● **What is required**:
Every line containing the string "multiple" is to be copied from the records.

═══

PR #73, opened 2024-03-27
Set up environment for testing

### LINKED ISSUE #63: Explore testing
* See how to create/run logic tests (which are not directly linked to some UI elements)
* See how to create/run UI tests

The testing phase of all other issues is dependent on this task, so we expect to not have everything properly tested for this sprint.

Prolas:
Close #63 

Add all dependencies to create tests and generate a jacoco test report.
Add a documentation on how to create tests.

I'm uncertain about the specific file structure required for organizing the UI tests. For each class we want to test, we need to create at least two corresponding classes. One class is placed in the same location as its counterpart, located in app/src/main/java/ch/epfl/skysync. As for the other class, should we include it in a tests folder within app/src/androidTest/java/ch/epfl/skysync?

### DIFF
--- a/Readme.md
+++ b/Readme.md
@@ -12,3 +12,142 @@ An application that simplifies and optimizes staff interactions and planning in 
 | |
 | - |
 | [Standup 1](https://docs.google.com/spreadsheets/d/1m8U5FLoCYPnLGZMNuJ6yGFX6ynVkkjzNFThc0HQJ9-g/edit#gid=0) |
+
+## Testing
+
+### UI Testing: Global Description
+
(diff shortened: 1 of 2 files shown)


hacknstack (approved):
The comments provide clear instructions on how to set up UI tests using Compose and how to create backend tests. This is helpful for us because we're developers who are sort of new to testing in Android or using Compose.
The code is well-organized with clear sections for UI testing and backend testing. Each section explains the steps to set up testing in a structured manner.
The could be further improved with more examples or explanations for certain concepts in the future, depending on the specific case that we might encounter often during the proje

PR #75, opened 2024-03-28
Flight/User/Calendar model

### LINKED ISSUE #53: Data model: Person
Define how a person is represented and stored.

**Frontend**
* What are the difference between a crew member and a pilot, in term of attributes that need to be stored.
* How do we want to represent admins, do we want to stored them.
* What are the similarities between the different types of person (crew/pilot/admin)
* Think of a hierarchical data model to represent the data on the app logic side (with parent/child classes)

**Database**
* Think of how to represent the data on the database (in #72)

### LINKED ISSUE #55: Data model: Flight
Define how a flight is represented and stored.

* Think of the information needed for a flight to take place
* Think of the relations between a flight and other data models (for example: a flight might have one or more crews assigned): are they mandatory, one-to-one, one-to-many
* Think of if it makes sense to break the flight model into multiple smaller logical components

The specifics of the database will be discussed later.

### LINKED ISSUE #74: Data Model: Calendar
part of a user is its availabilities and assigned flights

- think how to structure the calendar
- consider abstract implementations to reuse for both availabilities and flights
- add basic functions to access and manipulate the calendar

RAFInery:
modelisation of the three main data models **Flight**, **User**, **Calendar**

closes #55, 
closes #53 
closes #74

(the issues were pretty interleaved so I treated them together)

# Flight: 
- consists of a main interface and different implementations depending on current stage of flight (planned, confirmed, done). This allows to reduce the complexity and weight of flight objects (e.g. a planned flight does not need a property for flight duration) 
- there is a first implementation PlannedFlight
- many properties of a flight were implemented with data classes and enumerates to control the values to choose from
# User: 
- the User interface defines the main properties of a user
- so far we distinguish 3 types of users: Crew, Pilot, Admin that will be able to see different screens and can take different roles in a flight (e.g. a Crew member should not be assigned as a pilot to a flight)

# Calendar: 
- an abstract modelisation of the calendar was given that can be reused to store assigned flights (1 flight per slot), scheduled flights (multiple flights per slot) and availabilities
- a more specific definition was implemented for both flights and availabilities

A general overview of the data model structure:


app/src/main/java/ch/epfl/skysync/dataModels/calendarModels/CalendarModel.kt
```diff
@@ -0,0 +1,78 @@
...
+
+import java.time.LocalDate
+import java.time.temporal.ChronoUnit
+
+abstract class CalendarModel<T: CalendarViewable>{
+    protected val cells: MutableList<T> = mutableListOf()
+    var size: Int = cells.size
+        private set
+
+    abstract fun initForRange(from: LocalDate,
```
Plouc314, line 11: Documentation is needed (it is even more important for abstract functions).

app/src/main/java/ch/epfl/skysync/dataModels/calendarModels/CalendarModel.kt
```diff
@@ -0,0 +1,78 @@
...
+        for (i in 0.. numberOfDays) {
+            for (timeSlot in TimeSlot.entries) {
+                cells.add(constructor(currentDate, timeSlot))
+                update_size()
+            }
+            currentDate = currentDate.plusDays(1)
+        }
+
+    }
+    private fun update_size(){
```
Plouc314, line 32: Instead of creating an attribute `size` and update it each time `cells` is updated, why not have a method `getSize()` (or just `size()`):
```kotlin
fun size(): Int {
    return cells.size
}
```

app/src/main/java/ch/epfl/skysync/dataModels/calendarModels/CalendarModel.kt
```diff
@@ -0,0 +1,78 @@
...
+        private set
+
+    abstract fun initForRange(from: LocalDate,
+                              to: LocalDate,)
+
+    /**
+     * @param from inclusive
+     * @param to inclusive
+     */
+    protected fun initForRangeSuper(from: LocalDate,
```
Plouc314, line 18: Documentation is needed

app/src/main/java/ch/epfl/skysync/dataModels/calendarModels/CalendarModel.kt
```diff
@@ -0,0 +1,78 @@
...
+            }
+                )
+            {
+                throw IllegalArgumentException("Cannot add cells for the same date and time slot twice")
+            }
+            cells.add(t)
+            update_size()
+        }
+    }
+    fun setByDate(date: LocalDate,
```
Plouc314, line 49: This should really be called `updateByDate` as it only update an existing cell and never create a new one

app/src/main/java/ch/epfl/skysync/dataModels/flightModels/Balloon.kt
```diff
@@ -0,0 +1,6 @@
+package ch.epfl.skysync.dataModels.flightModels
+
+data class Balloon(val name:String, val qualification: BalloonQualification)
```
Plouc314, line 3: This should have an `id` field (even if never used by the front-end, it is needed for the database, especially in a case like `flight.setBalloon(balloon)`)

app/src/main/java/ch/epfl/skysync/dataModels/flightModels/Basket.kt
```diff
@@ -0,0 +1,7 @@
+package ch.epfl.skysync.dataModels.flightModels
+
+data class Basket(val name:String, val hasDoor: Boolean)
```
Plouc314, line 3: This should have an id field (even if never used by the front-end, it is needed for the database, especially in a case like ```flight.setBasket(basket)```)

app/src/main/java/ch/epfl/skysync/dataModels/flightModels/Team.kt
```diff
@@ -0,0 +1,20 @@
+package ch.epfl.skysync.dataModels.flightModels
+
+class Team {
```
Plouc314, line 3: Is there a reason why `Team` is not a data class ?

app/src/main/java/ch/epfl/skysync/dataModels/flightModels/Vehicle.kt
```diff
@@ -0,0 +1,5 @@
+package ch.epfl.skysync.dataModels.flightModels
+
+data class Vehicle(val name:String)
```
Plouc314, line 3: This should have an `id` field (same reason as above)

app/src/main/java/ch/epfl/skysync/dataModels/userModels/User.kt
```diff
@@ -0,0 +1,19 @@
...
+interface  User {
+    val firstname: String
+    val lastname: String
+    val userId: String
+    val availabilities: AvailabilityCalendar
+    val assignedFlights: FlightCalendar
+
+    fun addRoleType(roleType: RoleType): User
+
+    fun hasRoleType(roleType: RoleType): Boolean
```
Plouc314, line 16: Why not have `roleTypes` defined in `User`? That way `hasRoleType`, `addRoleType` could be define in `User` too.

app/src/main/java/ch/epfl/skysync/dataModels/userModels/User.kt
```diff
@@ -0,0 +1,19 @@
+package ch.epfl.skysync.dataModels.userModels
+
+import ch.epfl.skysync.dataModels.calendarModels.AvailabilityCalendar
+import ch.epfl.skysync.dataModels.calendarModels.FlightCalendar
+import ch.epfl.skysync.dataModels.flightModels.RoleType
+
+interface  User {
+    val firstname: String
+    val lastname: String
+    val userId: String
```
Plouc314, line 10: This could be `id` to be consistent with the other models

Prolas:
Do the user have an attribute role which is either crew, pilot or admin ? If yes, what about more specific roles (maitre fondu) ? Should we do 2 types of role ? One per user (crew, pilot or admin) to determine the permission (user information, ...) and the other is assigned per flight but does not change the user permission. As from what I understand, the maitre fondu is still a crew member and hence does need specific permission.

Plouc314 (commented):
Overall good, especially the `CalendarModel`.

Few more things:
* I would prefer the package names to be:
  ```
  models
  ├── calendar
  ├── flight
  └── user
  ```
  instead of 
  ```
  dataModels
  ├── calendarModels
  ├── flightModels
  └── userModels
  ```
  it is redundant and I like to keep package names short.
* As `timeSlot` and `date` always go together, we could create a `Date` (or with a better name) class to combine the two
* You should format your code with the `ktfmtFormat` Gradle task

Plouc314:
> Do the user have an attribute role which is either crew, pilot or admin ? If yes, what about more specific roles (maitre fondu) ? Should we do 2 types of role ? One per user (crew, pilot or admin) to determine the permission (user information, ...) and the other is assigned per flight but does not change the user permission. As from what I understand, the maitre fondu is still a crew member and hence does need specific permission.

@Prolas  Each user has an attribute `roleTypes` which is a set of the roles they are allowed to do, see `RoleType` for the possible roles.

RAFInery:
75#issuecomment-2025205513

With @Plouc314  we were quite a bit discussing how to model the user types. Maybe we'll change later on but for the moment we've decided the current model for the following reasons:

The 3 main user types that will use the app are: Pilot, Crew, Admin. They will all have particular screens at some point(e.g. a pilot will have a cockpit view, ...)
The **roles** are more related to the function in one flight and can be seen as different roles a certain user can temporarily assume (or not). We could consider changing the role "crew" to something like "ground" and "pilot" to " captain" to prevent confusion

app/src/main/java/ch/epfl/skysync/dataModels/flightModels/FlightType.kt
```diff
@@ -0,0 +1,27 @@
+package ch.epfl.skysync.dataModels.flightModels
+
+data class FlightType(
+    val name: String,
+    val specialRoles: List<Role> = emptyList()
```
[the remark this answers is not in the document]
RAFInery: test answer...

app/src/main/java/ch/epfl/skysync/dataModels/flightModels/Role.kt
```diff
@@ -0,0 +1,20 @@
+package ch.epfl.skysync.dataModels.flightModels
+
+import ch.epfl.skysync.dataModels.flightModels.RoleType
+import ch.epfl.skysync.dataModels.userModels.User
+
+class Role(
```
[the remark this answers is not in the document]
Plouc314: Sample reply

app/src/main/java/ch/epfl/skysync/dataModels/calendarModels/Availability.kt
```diff
@@ -0,0 +1,17 @@
...
+import java.time.LocalDate
+
+/** Represent the availability of a person for some period */
+data class Availability(
+    val id: String = UNSET_ID,
+    val status: AvailabilityStatus,
+    override val timeSlot: TimeSlot,
+    override val date: LocalDate
+): CalendarViewable {
+    fun setStatus(status: AvailabilityStatus): Availability {
```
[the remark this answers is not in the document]
RAFInery: test answer

app/src/main/java/ch/epfl/skysync/dataModels/userModels/User.kt
Plouc314: Right now you just have duplicated code, as they all have a `roleTypes` attribute anyway, as for the restriction on the roles that can be added, you can just override the default method.

app/src/main/java/ch/epfl/skysync/dataModels/flightModels/Flight.kt
```diff
@@ -0,0 +1,15 @@
+package ch.epfl.skysync.dataModels.flightModels
+
+import java.time.LocalDate
+
+interface Flight{
+    val id: Int
```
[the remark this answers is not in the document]
Plouc314: This is a database-related implementation detail, all stages will have the same `id: String` id. Behind the scene we'll use some relations to have everything consistent, but you shouldn't worry about that here. All this to say, the `flightId` is not needed.

app/src/main/java/ch/epfl/skysync/dataModels/flightModels/FlightType.kt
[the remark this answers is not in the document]
Plouc314: What I mean is, in terms of semantics, it doesn't make sense to have a `Role`, to which a user can be assigned, in the data model that defines a flight type. But I see you've changed it, all good.

app/src/main/java/ch/epfl/skysync/dataModels/calendarModels/CalendarModel.kt
RAFInery: très bonne commentaire, merci

app/src/main/java/ch/epfl/skysync/dataModels/flightModels/Flight.kt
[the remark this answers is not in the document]
RAFInery: got it, thanks

app/src/main/java/ch/epfl/skysync/models/flight/FlightType.kt
```diff
@@ -0,0 +1,23 @@
+package ch.epfl.skysync.models.flight
+
+/**
+ * represents a particular flight type
+ *
+ * @property name name of the type
+ * @property specialRoles roles in addition to the BASE_ROLES(crew, pilot)
+ */
+data class FlightType(val name: String, val specialRoles: List<RoleType> = emptyList()) {
```
Plouc314, line 9: I forgot to mention it on the first review, but `FlightType` also needs an `id` field

app/src/main/java/ch/epfl/skysync/models/user/Admin.kt
```diff
@@ -0,0 +1,23 @@
...
+import ch.epfl.skysync.models.flight.RoleType
+
+class Admin(
+    override val firstname: String,
+    override val lastname: String,
+    override val id: String,
+    override val availabilities: AvailabilityCalendar,
+    override val assignedFlights: FlightGroupCalendar,
+) : User {
+  private val roleTypes: Set<RoleType> = setOf()
```
Plouc314, line 14: I don't really get why `roleTypes` is not part of the `Flight` interface, but if you make the `roleTypes` arrtibute `private` and don't implement the `addRoleType` method, the database side has no way of populating this attribute. (We can leave it as it is for now and change it later, we'll just have to keep it in mind)

app/src/main/java/ch/epfl/skysync/models/calendar/CalendarModel.kt
```diff
@@ -0,0 +1,112 @@
...
+  }
+
+  /**
+   * updates the slot by the given coordinates with the output of produceNewValue
+   *
+   * @param date the date coordinate of the slot
+   * @param timeSlot the timeSlot coordinate of the slot
+   * @param produceNewValue computes a new value as function of the coordinates and the old value
+   */
+  fun setByDate(
```
Plouc314, line 78: Why keep the `setByDate` name if even the documentation state "*updates* the slot ..." ?

Plouc314 (approved):
LGTM, few minor comments left.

═══

● **Expected answer**:
* Think of if it makes sense to break the flight model into multiple smaller logical components
- an abstract modelisation of the calendar was given that can be reused to store assigned flights (1 flight per slot), scheduled flights (multiple flights per slot) and availabilities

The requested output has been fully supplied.